Пенни нервно хихикает, лицо ее стадо глупым. Зиммерман спрашивает:
– Откуда ты взял эту фразу?
Питер зашел слишком далеко. Он краснеет, чувствуя; что предал отца, но гордость не дает ему остановиться.
– Из отзыва, который вы написали о моем отце.
– Он показывает тебе мои отзывы? И ты думаешь, это правильно?
– Не знаю. Но что касается его, касается и меня.
– Боюсь, что он возлагает на твои плечи непосильное бремя. Питер, я глубоко ценю твоего отца. Но ты, конечно, сам понимаешь – ты ведь умный мальчик, – что иногда он склонен к безответственности.
Из всех возможных обвинений это кажется Питеру самым несправедливым. Его отец, бледный, пошатывающийся, сходящий по ступеням как слепой, несостоятельный должник в картонной коробке...
– Тем большую ответственность, – продолжает Зиммерман мягко, накладывает это на окружающих.
– По-моему, он только и думает об ответственности, – говорит Питер, загипнотизированный медленными ласкающими движениями большого пальца Зиммермана по руке Пенни. Она покоряется ему; Питер вдруг словно прозрел. И этой шлюхе, этой кукле он готов был рассказать о своих драгоценных пятнах!
Рот Зиммермана еще шире растягивается в улыбке.
– Конечно, ты смотришь на него иначе, чем я. Я сам точно так же смотрел на своего отца.

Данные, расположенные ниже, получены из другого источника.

PR #18, opened 2019-08-09
only send requestStart and responseEnd data

kcking:


jsanford8:
@dylanjha - yes please, if we haven't missed the boat on that just yet. We should roll this in (can be a patch version) once we have the IMA work completed

PR #23, opened 2019-09-17
Dj/source duration bugfix

dylanjha:


dylanjha:
23-sec_2019-09-17_15-12-17

we correctly got 23 seconds here for the source duration

dylanjha:
@jsanford8 yes, I ran a new build!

Они многое видят одинаково, эти двое; оба видят в других людях лишь почву для самоутверждения. Это сродство делает возможной борьбу между ними. Питер чувствует дружелюбие, переплетающееся с враждебностью, доверие, смешанное со страхом. Но директор просчитался, когда искал близости; отчужденность и молчание всегда берут верх. Питер смотрит ему в лицо и, едва удержавшись от непоправимой дерзости, отворачивается. Он чувствует, что шея у него краснеет сбоку, как у матери.
– Он только и думает об ответственности, – говорит он об отце. – Как раз сейчас пришлось сделать рентген желудка, но он гораздо больше беспокоится о какой-то несчастной книжке билетов на баскетбол, которая куда-то запропастилась.

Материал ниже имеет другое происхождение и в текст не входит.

PR #31, opened 2019-12-04
Add MUXSDKStats query parameter filtering

wobbals:
This change proposes a method to redact (prior known) components of a query parameter that would not be appropriate to report to an analytics service, such as access tokens to a playback URL, PII, or any derivative.

For example, if a playback URL scheme included an `accessToken` query parameter and this field needed to be redacted from analytics, integrators may invoke:

```objc
[MUXSDKStats addQueryParamFilter:@"accessToken"];
```

Prior to attaching a video player monitor.

### DIFF
--- a/.gitignore
+++ b/.gitignore
@@ -2,3 +2,4 @@
 **/xcshareddata/*
 **/Pods/*
 **/*.xcworkspace/*
+.DS_Store
--- a/MUXSDKStats/MUXSDKStats/MUXSDKPlayerBinding.h
+++ b/MUXSDKStats/MUXSDKStats/MUXSDKPlayerBinding.h
@@ -49,6 +49,8 @@ typedef NS_ENUM(NSUInteger, MUXSDKPlayerState) {
     long long _lastTransferredBytes;
 }
 
+@property (copy) NSString* videoSourceUrlOverride;
+
 - (id)initWithName:(NSString *)name andSoftware:(NSString *)software;
 - (void)attachAVPlayer:(AVPlayer *)player;
 - (void)detachAVPlayer;
--- a/MUXSDKStats/MUXSDKStats/MUXSDKPlayerBinding.m
+++ b/MUXSDKStats/MUXSDKStats/MUXSDKPlayerBinding.m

Зиммерман быстро переспрашивает:
– Билетов? – и Питер с удивлением чувствует, что, кажется, сквитался с ним. Директор поворачивает голову, и его морщины проступают яснее; это его старит. Питер торжествует при мысли, что у него, мстителя за отца, есть это превосходство над врагом: ему больше лет дано прожить. Сейчас, здесь, он ничтожен и бессилен, зато в перспективе будущего он могуч. Зиммерман что-то шепчет, кажется, он растерян. – Надо будет поговорить с ним, бормочет он как бы про себя.
Да, Питер зашел слишком далеко. От страха, что он совершил непоправимое предательство, у него ноет в животе, как в детстве, когда он, опаздывая, бежал вдоль трамвайных путей в начальную школу.